BEGIN DATA EXTRACT
PR #627, opened 2023-07-01
thumb image will be not accesable anymore if it is private fix #578

### LINKED ISSUE #578: [Security] Thumbnails of private bookmarks are accessible without authentication
## Data
- **Shiori version**:  v1.5.4 (latest release)
- **Database Engine**: SQLite
- **Operating system**: `Raspbian GNU/Linux 11 (bullseye)`, `Linux raspberrypi 5.15.84-v7+ #1613 SMP Thu Jan 5 11:59:48 GMT 2023 armv7l GNU/Linux`
- **CLI/Web interface/Web Extension**: Web server (affects the server itself, not the web UI)

If the `/bookmark/{ID}/thumb` HTTP endpoint of a Shiori instance running in `serve` mode is reached, where ID is the numeric id of an existing saved bookmark, the image file that is a thumbnail of the corresponding bookmark is returned, **regardless of** if the bookmark in question is private **and** the current HTTP request is not authenticated.

## Expected behavior
If the above mentioned endpoint is reached, the software should return data of the thumbnail image file **only if at least one** of the following conditions are met, otherwise it should redirect to the login page exactly as it already correctly happens with the `/bookmark/{ID}/content` and `/bookmark/{ID}/archive` endpoints (ot, at the very least, deny access with an error):
- The bookmark is marked as public in the database
- The bookmark is marked as private in the database **but** the request is correctly authenticated

## To Reproduce
1. Know the ID of a private bookmark (trivial due to IDs not being random)
2. Verify that, without having a logged-in session in an account that owns the bookmark, it is not readable from either the `/bookmark/{ID}/content` or `/bookmark/{ID}/archive` HTTP endpoints of a Shiori instance running in `serve` mode (which is **correct behavior**)
3. Try to access the `/bookmark/{ID}/thumb` still without having a valid session, and notice that the thumbnail file is accessible as if the article it belongs to wasn't private (which **shouldn't happen**)

## Screenshots
Not applicable.

## Curl demonstration
```txt
$ curl --output - https://PRIVATE/bookmark/2/archive/
<a href="/login?dst=%2Fbookmark%2F2%2Farchive%2F">Moved Permanently</a>.

$ curl --output - https://PRIVATE/bookmark/2/thumb
{Binary data of the image file}
```

Monirzadeh:
Thanks, @andrigamerita
it checks acceptability of thumb before serve that to user
fix #578

### DIFF
--- a/internal/webserver/handler-ui.go
+++ b/internal/webserver/handler-ui.go
@@ -205,10 +205,33 @@ func (h *handler) serveBookmarkContent(w http.ResponseWriter, r *http.Request, p
 // serveThumbnailImage is handler for GET /bookmark/:id/thumb
 func (h *handler) serveThumbnailImage(w http.ResponseWriter, r *http.Request, ps httprouter.Params) {
 	// Get bookmark ID from URL
-	id := ps.ByName("id")
+	ctx := r.Context()
 
+	// Get bookmark ID from URL
+	strID := ps.ByName("id")
+
+	// Get bookmark from database
+	id, err := strconv.Atoi(strID)
+	checkError(err)
+	bookmark, exist, err := h.DB.GetBookmark(ctx, id, "")
+	checkError(err)
+
+	if !exist {
+		panic(fmt.Errorf("bookmark not found"))
+	}
+
+	// If it's not public, make sure session still valid
+	if bookmark.Public != 1 {
+		err = h.validateSession(r)
+		if err != nil {
+			newPath := path.Join(h.RootPath, "/login")
+			redirectURL := createRedirectURL(newPath, r.URL.String())
+			redirectPage(w, r, redirectURL)
+			return
+		}
+	}
 	// Open image
-	imgPath := fp.Join(h.DataDir, "thumb", id)
+	imgPath := fp.Join(h.DataDir, "thumb", strID)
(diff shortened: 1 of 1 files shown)


internal/webserver/handler-ui.go
```diff
@@ -205,10 +205,33 @@ func (h *handler) serveBookmarkContent(w http.ResponseWriter, r *http.Request, p
...
+	strID := ps.ByName("id")
+
+	// Get bookmark from database
+	id, err := strconv.Atoi(strID)
+	checkError(err)
+	bookmark, exist, err := h.DB.GetBookmark(ctx, id, "")
+	checkError(err)
+
+	if !exist {
+		panic(fmt.Errorf("bookmark not found"))
```
fmartingr, line 220:
```suggestion
		log.Println("error: bookmark not found")
		return
```

fmartingr (changes requested):
Just a small thing and we can merge this.

Thanks for all your work!

fmartingr:
> Done.
> you can merge this now. I wish shiori get more progress in long run.
> Thanks for your time.

Thank you for all the effort you are putting into this :)

fmartingr (approved):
END DATA EXTRACT
● **WHAT THE TASK ASKS**
Would you retype all of the lines shown above, exactly as given?

● **ANSWER TO THE EXERCISE**
PR #627, opened 2023-07-01
thumb image will be not accesable anymore if it is private fix #578

### LINKED ISSUE #578: [Security] Thumbnails of private bookmarks are accessible without authentication
## Data
- **Shiori version**:  v1.5.4 (latest release)
- **Database Engine**: SQLite
- **Operating system**: `Raspbian GNU/Linux 11 (bullseye)`, `Linux raspberrypi 5.15.84-v7+ #1613 SMP Thu Jan 5 11:59:48 GMT 2023 armv7l GNU/Linux`
- **CLI/Web interface/Web Extension**: Web server (affects the server itself, not the web UI)

If the `/bookmark/{ID}/thumb` HTTP endpoint of a Shiori instance running in `serve` mode is reached, where ID is the numeric id of an existing saved bookmark, the image file that is a thumbnail of the corresponding bookmark is returned, **regardless of** if the bookmark in question is private **and** the current HTTP request is not authenticated.

## Expected behavior
If the above mentioned endpoint is reached, the software should return data of the thumbnail image file **only if at least one** of the following conditions are met, otherwise it should redirect to the login page exactly as it already correctly happens with the `/bookmark/{ID}/content` and `/bookmark/{ID}/archive` endpoints (ot, at the very least, deny access with an error):
- The bookmark is marked as public in the database
- The bookmark is marked as private in the database **but** the request is correctly authenticated

## To Reproduce
1. Know the ID of a private bookmark (trivial due to IDs not being random)
2. Verify that, without having a logged-in session in an account that owns the bookmark, it is not readable from either the `/bookmark/{ID}/content` or `/bookmark/{ID}/archive` HTTP endpoints of a Shiori instance running in `serve` mode (which is **correct behavior**)
3. Try to access the `/bookmark/{ID}/thumb` still without having a valid session, and notice that the thumbnail file is accessible as if the article it belongs to wasn't private (which **shouldn't happen**)

## Screenshots
Not applicable.

## Curl demonstration
```txt
$ curl --output - https://PRIVATE/bookmark/2/archive/
<a href="/login?dst=%2Fbookmark%2F2%2Farchive%2F">Moved Permanently</a>.

$ curl --output - https://PRIVATE/bookmark/2/thumb
{Binary data of the image file}
```

Monirzadeh:
Thanks, @andrigamerita
it checks acceptability of thumb before serve that to user
fix #578

### DIFF
--- a/internal/webserver/handler-ui.go
+++ b/internal/webserver/handler-ui.go
@@ -205,10 +205,33 @@ func (h *handler) serveBookmarkContent(w http.ResponseWriter, r *http.Request, p
 // serveThumbnailImage is handler for GET /bookmark/:id/thumb
 func (h *handler) serveThumbnailImage(w http.ResponseWriter, r *http.Request, ps httprouter.Params) {
 	// Get bookmark ID from URL
-	id := ps.ByName("id")
+	ctx := r.Context()
 
+	// Get bookmark ID from URL
+	strID := ps.ByName("id")
+
+	// Get bookmark from database
+	id, err := strconv.Atoi(strID)
+	checkError(err)
+	bookmark, exist, err := h.DB.GetBookmark(ctx, id, "")
+	checkError(err)
+
+	if !exist {
+		panic(fmt.Errorf("bookmark not found"))
+	}
+
+	// If it's not public, make sure session still valid
+	if bookmark.Public != 1 {
+		err = h.validateSession(r)
+		if err != nil {
+			newPath := path.Join(h.RootPath, "/login")
+			redirectURL := createRedirectURL(newPath, r.URL.String())
+			redirectPage(w, r, redirectURL)
+			return
+		}
+	}
 	// Open image
-	imgPath := fp.Join(h.DataDir, "thumb", id)
+	imgPath := fp.Join(h.DataDir, "thumb", strID)
(diff shortened: 1 of 1 files shown)


internal/webserver/handler-ui.go
```diff
@@ -205,10 +205,33 @@ func (h *handler) serveBookmarkContent(w http.ResponseWriter, r *http.Request, p
...
+	strID := ps.ByName("id")
+
+	// Get bookmark from database
+	id, err := strconv.Atoi(strID)
+	checkError(err)
+	bookmark, exist, err := h.DB.GetBookmark(ctx, id, "")
+	checkError(err)
+
+	if !exist {
+		panic(fmt.Errorf("bookmark not found"))
```
fmartingr, line 220:
```suggestion
		log.Println("error: bookmark not found")
		return
```

fmartingr (changes requested):
Just a small thing and we can merge this.

Thanks for all your work!

fmartingr:
> Done.
> you can merge this now. I wish shiori get more progress in long run.
> Thanks for your time.

Thank you for all the effort you are putting into this :)

fmartingr (approved):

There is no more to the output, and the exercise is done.